Млечность пространства клубится в разрывы времён.
Чья-то душа проплывает сквозь сумрак нездешний,
и замирает испуганно сердце сквозь сон.
И у распахнутых врат между миром и миром
кто-нибудь, должный вернуться из странствий ночных,
благоухающих сладостно миртом и миррой,
вдруг о трудах и долгах забывает земных.
Плачь и не плачь – бесполезно, уже не вернётся,
не заболеет опять притяженьем земным
и не увидит уже восходящего солнца,
не затоскует по прежним суетам своим.
Смертны мы здесь лишь, на этих родных окоёмах.

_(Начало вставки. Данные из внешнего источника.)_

PR #4316, opened 2026-05-19
fedora: allow Snapshot= for any kojipkgs-style mirror

mvo5:
The Snapshot= setting was gated to Release=rawhide and Mirror=https://kojipkgs.fedoraproject.org with two hard die() checks, but the URL builder underneath works for any release and any mirror that mimics the koji compose layout.

So this commit drops the restrictions and just assuems a koji style layout when snapshot is used. With that any koji style snapshot can be used.

### DIFF
--- a/mkosi/distribution/fedora.py
+++ b/mkosi/distribution/fedora.py
@@ -151,18 +151,14 @@ class Installer(DistributionInstaller, distribution=Distribution.fedora):
     def repositories(cls, context: Context) -> Iterable[RpmRepository]:
         gpgurls = find_fedora_rpm_gpgkeys(context)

Все мы когда-нибудь невозвратимы сюда,
чтобы однажды в бесплотных и благостных сонмах
вдруг раствориться, без всякого кануть следа.
Но каждый раз, как промедлит рассвет неизбежный,
млечность пространства всклубится в разрывы времён,
нам вспоминается явственно сумрак нездешний
и замирает испуганно сердце сквозь сон.
И, просыпаясь, как тягостный сон, забываем
даль, уплывающую под крылом золотым,
с радостью – в сердце привычную боль ощущаем
и неизвестно кого пылко благодарим.
* * *
Лишь только несмело забрезжит, как,
где омуты не глубоки,
серебряным бреднем старик-рыбак
водит по дну реки.
Вдоль кромки плещет сырая тьма,
и на поверхность воды
стекает густой – молоком – туман
с его седой бороды.
Но утро уходит стайкой мальков
сквозь серебро прорех…
И всё-то счастье, и весь улов –
лукавый русалочий смех!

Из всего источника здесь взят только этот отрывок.